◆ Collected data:
PR #560, opened 2023-03-15
feat(ct) add more gas optimization for loop

marc-aurele-besner:
### Purpose

Sorry for this second PR, looking at the contracts with my colleagues, one of them pointed out there was more optimization to be made on my original PR

- Defining memory outside of loop and so using warm memory in the loop instead of cold
- Removing i = 0 since it's the default value
- Applying this loop logic to new loop

### DIFF
--- a/packages/contracts/contracts/ChugSplashManager.sol
+++ b/packages/contracts/contracts/ChugSplashManager.sol
@@ -494,9 +494,13 @@ contract ChugSplashManager is OwnableUpgradeable, ReentrancyGuardUpgradeable {
             "ChugSplashManager: incorrect number of targets"
         );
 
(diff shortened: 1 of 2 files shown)


sam-goldman:
Hey @marc-aurele-besner, I want to let you know that we decided to close this PR. The reason is that we're optimizing for readability instead of gas efficiency in this version of ChugSplash. This is because the system we're building is already quite complex, and we want it to be as easy as possible for anyone to read through the code that handles their deployments. For this reason, I the `unchecked` blocks in your previous PR as well. In #565, I included the parts of your PRs that define memory outside of the for-loops, since that improves gas efficiency without compromising readability. Hope you understand!

PR #561, opened 2023-03-15
feat(core): Split encode variable into parsing and encoding processes

RPate97:
## Purpose
- Splits the encode variable function into separate parsing and encoding processes using a new abstraction to avoid duplicating the recursive structure. 
- Adds a framework for catching and displaying all errors that occur during the parsing process

## Note
This PR explicitly does not address adding additional input validation. That will come in a follow-up PR. 

Blocked by #557


packages/core/src/config/parse.ts
```diff
@@ -171,14 +198,507 @@ export const assertValidUserConfigFields = (config: UserChugSplashConfig) => {
...
+  return parsedArray
+}
+
+/**
+ * Handles parsing and validating fixed-size arrays
+ *
+ * @param props standard VariableHandler props. See ./iterator.ts for more information.
+ * @returns
+ */
+export const parseInplaceArray: VariableHandler<ParsedConfigVariable> = (
```
sam-goldman, line 265: I think this should either be `parseAndValidateInplaceArray` or the call below should be `parseArrayElements` for consistency

packages/core/src/config/parse.ts
```diff
@@ -171,14 +198,507 @@ export const assertValidUserConfigFields = (config: UserChugSplashConfig) => {
...
+
 /**
  * Parses a ChugSplash config file from the config file given by the user.
  *
  * @param userConfig Unparsed config file to parse.
  * @param env Environment variables to inject into the file.
  * @return Parsed config file with template variables replaced.
  */
-export const parseChugSplashConfig = async (
+const parseAndValidateChugSplashConfig = async (
```
sam-goldman, line 701: add `export`?

RPate97: This function is not supposed to be used outside this library. Instead, we should use `readParsedChugSplashConfig` which includes more validation and calls `parseAndValidateChugSplashConfig`.

packages/core/src/config/parse.ts
RPate97: What other functions are you referring too?

sam-goldman: Did we decide whether to make everything `parseAndValidate`, `parse`, or keep as is?

sam-goldman (approved):

PR #567, opened 2023-03-17
feat(core): Add complete config variable input validation

RPate97:
## Purpose
- Adds complete input validation for config variables
- Adds support for BigNumbers
- Adds integration tests for Immutables, BigNumbers, and input validation errors

## Note
This PR does not include comprehensive input validation for constructor arguments. I've created a separate [ticket](https://linear.app/chugsplash/issue/CHU-146/add-constructor-argument-parsing-and-validation-to-chugsplash-config) for that.


packages/core/src/config/parse.ts
```diff
@@ -198,6 +209,10 @@ export const assertValidUserConfigFields = (config: UserChugSplashConfig) => {
   }
 }
 
+const stringifyVariableType = (variable: UserConfigVariable) => {
```
sam-goldman, line 212: `export`?

packages/core/src/config/parse.ts
```diff
@@ -262,11 +277,47 @@ export const parseArrayElements = (
...
+  }
+
+  // array object types come in the format: t_array(t_<type>)<size>_storage)
+  // when nested, the format is repeated: t_array(t_array(t_<type>)<size>_storage)<size>_storage)
+  // So to get the size of the array, we split on the ')' character, remove the first element (which is the type),
+  // remove the _storage suffix, and parse the remaining element as an integer.
+  let stringSizes = storageObj.type.split(')')
+  stringSizes = stringSizes.map((el) => el.replace('_storage', ''))
+  stringSizes.shift()
+  const sizes = stringSizes.map((el) => parseInt(el, 10))
```
sam-goldman, line 302: Probably cleaner to use a regex here. [This is how OZ does a similar thing](https://github.com/OpenZeppelin/openzeppelin-upgrades/blob/master/packages/core/src/scripts/migrate-oz-cli-project.ts#L330). Not necessary to do now

packages/core/src/config/parse.ts
```diff
@@ -360,16 +425,40 @@ export const parseInplaceBytes: VariableHandler<ParsedConfigVariable> = (
...
+  const { variable, variableType, storageObj } = props
+
+  if (
+    typeof variable !== 'number' &&
+    typeof variable !== 'string' &&
+    !(
+      typeof variable === 'object' &&
+      'type' in variable &&
+      variable.type === 'BigNumber'
+    )
```
sam-goldman, line 440: Can use [`ethers.isBigNumber`](https://docs.ethers.org/v5/api/utils/bignumber/#BigNumber--BigNumber--methods--inspection)

packages/core/src/config/parse.ts
```diff
@@ -381,10 +470,28 @@ export const parseInplaceUint: VariableHandler<ParsedConfigVariable> = (
...
```
sam-goldman, line 485: > Can use [`ethers.isBigNumber`](https://docs.ethers.org/v5/api/utils/bignumber/#BigNumber--BigNumber--methods--inspection)

packages/core/src/config/parse.ts
RPate97: Believe it or not, this actually doesn't work. I think it's because of how we handle importing the config object.

packages/core/src/config/parse.ts
```diff
@@ -676,21 +832,119 @@ const parseContractVariables = (
...
+        `${incorrectConstructorArgNames.map((argName) => `\n${argName}`)}`
+    )
+  }
+
+  constructorFragment.inputs.forEach((input) => {
+    const constructorArgValue = userConstructorArgs[input.name]
+    if (constructorArgValue === undefined) {
+      throw new Error(
+        `User did not define the constructor argument '${input.name}' in the ChugSplash config file\n` +
+          `for ${referenceName}. Please include it in the 'constructorArgs' field in your ChugSplash config file.`
```
sam-goldman, line 933: Would be great to have the list of missing constructor args instead of throwing an error for the first missing one

sam-goldman:
Overall looks great. Left some minor comments, none of them blocking. I think we should make an effort to search for edge cases that pass the validation logic in a future PR. For example, [ICAP addresses](https://docs.ethers.org/v5/api/utils/address/#utils-getIcapAddress) pass the validation logic currently. I'd rather do that later though and get this PR through.

PR #570, opened 2023-03-18
maint(core): Bring rest of config validation into the parse config interface

RPate97:
## Purpose
- Brings the rest of the config related validation into the parse config interface
- Replaces `readUserChugSpalshConfig` and `readParsedChugSplashConfig` with `readValidationChugSplashConfig` and `readUnvalidatedChugSplashConfig`
- Introduces a new global object pattern

## Global Object Pattern
In this PR, I introduce a new pattern where we initialize a set of global variables at the beginning of our tasks to avoid passing the variables through a long chain of functions. This pattern allows me to avoid doing a large refactor to make sure the `readParsedChugSplashConfig` has the necessary variables to perform the full validation. In the future, we can simplify our existing logic by adding additional variables to the global object and removing them as parameters from our functions.

This pattern does have an important tradeoff though. It is significantly less observable than our current pattern of passing everything around as function parameters. Our code often fails to compile if we make a change that breaks this web of dependencies. 

If we perpetuate the global object pattern, we will be introducing a hidden dependency and it will be on us to remember that the global object always needs to be properly defined. So this may make debugging somewhat more difficult because we will have to remember that bugs could be related to the global object. However, using the global object will allow us to significantly reduce the complexity of our functions and make our code more maintainable.

### DIFF
--- a/packages/core/package.json
+++ b/packages/core/package.json
@@ -34,6 +34,7 @@
     "@eth-optimism/contracts-bedrock": "^0.8.0",
     "@eth-optimism/core-utils": "^0.9.1",
     "@ethersproject/abstract-provider": "^5.7.0",
+    "@openzeppelin/hardhat-upgrades": "^1.22.1",
     "@openzeppelin/upgrades-core": "^1.20.6",
     "core-js": "^3.27.1",
     "ethers": "^5.6.9",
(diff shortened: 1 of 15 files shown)


sam-goldman:
> ## Global Object Pattern

> If we perpetuate the global object pattern, we will be introducing a hidden dependency and it will be on us to remember that the global object always needs to be properly defined. So this may make debugging somewhat more difficult because we will have to remember that bugs could be related to the global object.

This concerns me. It sounds like this'll make it more difficult to audit and debug our code. It also sounds like our code may break in unexpected ways, which seems like it'd make it less maintainable over time. Why not use some sort of object that contains these variables instead? Hardhat uses the HRE for this purpose.

sam-goldman (approved):

PR #572, opened 2023-03-23
feat(core): Add support for other openzeppelin safety check options

RPate97:
## Purpose
- Adds support for other openzeppelin safety check options
- Moves `silent` and `stream` parameters onto the CRE (ChugSplashRuntimeEnvironment) and uses refactors all uses of them to reference the CRE.

I also updated the `chugsplashLog` function to handle more complex outputs and used that function to output some warnings when users enable the unsafe flags. In a followup PR, I'll be updating the rest of the parsing logic to output errors using the `chugsplashLog` function to make the overall UX better.

### DIFF
--- a/packages/contracts/contracts/interfaces/IChugSplashManager.sol
+++ b/packages/contracts/contracts/interfaces/IChugSplashManager.sol
@@ -1,0 +1,12 @@
+// SPDX-License-Identifier: MIT
+pragma solidity ^0.8.9;
+
+/**
+ * @title ChugSplashManager
+ * @notice Interface that must be inherited the ChugSplash manager.
+ */
+interface IChugSplashManager {
+    function activeBundleId() external returns (bytes32);
+
+    function proposers(address) external returns (bool);
+}
--- a/packages/core/package.json
+++ b/packages/core/package.json
@@ -36,6 +36,7 @@
     "@ethersproject/abstract-provider": "^5.7.0",
     "@openzeppelin/hardhat-upgrades": "^1.22.1",
     "@openzeppelin/upgrades-core": "^1.20.6",
+    "chalk": "^4.1.2",
     "core-js": "^3.27.1",
     "ethers": "^5.6.9",
     "fs": "^0.0.1-security",
--- a/packages/core/src/config/parse.ts
+++ b/packages/core/src/config/parse.ts
@@ -10,6 +10,7 @@ import { Fragment } from 'ethers/lib/utils'
 import {
   assertStorageUpgradeSafe,
   StorageLayout,
+  ValidationErrors,
 } from '@openzeppelin/upgrades-core'
 import { OZ_UUPS_UPDATER_ADDRESS, ProxyABI } from '@chugsplash/contracts'
 import { getDetailedLayout } from '@openzeppelin/upgrades-core/dist/storage/layout'
@@ -31,10 +32,11 @@ import {
   getChugSplashManagerProxyAddress,
   getEIP1967ProxyAdminAddress,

◆ WORK ORDER:
When a line in the records holds the string "docs", copy that line.

◆ WRITTEN SOLUTION:
sam-goldman, line 440: Can use [`ethers.isBigNumber`](https://docs.ethers.org/v5/api/utils/bignumber/#BigNumber--BigNumber--methods--inspection)
sam-goldman, line 485: > Can use [`ethers.isBigNumber`](https://docs.ethers.org/v5/api/utils/bignumber/#BigNumber--BigNumber--methods--inspection)
Overall looks great. Left some minor comments, none of them blocking. I think we should make an effort to search for edge cases that pass the validation logic in a future PR. For example, [ICAP addresses](https://docs.ethers.org/v5/api/utils/address/#utils-getIcapAddress) pass the validation logic currently. I'd rather do that later though and get this PR through.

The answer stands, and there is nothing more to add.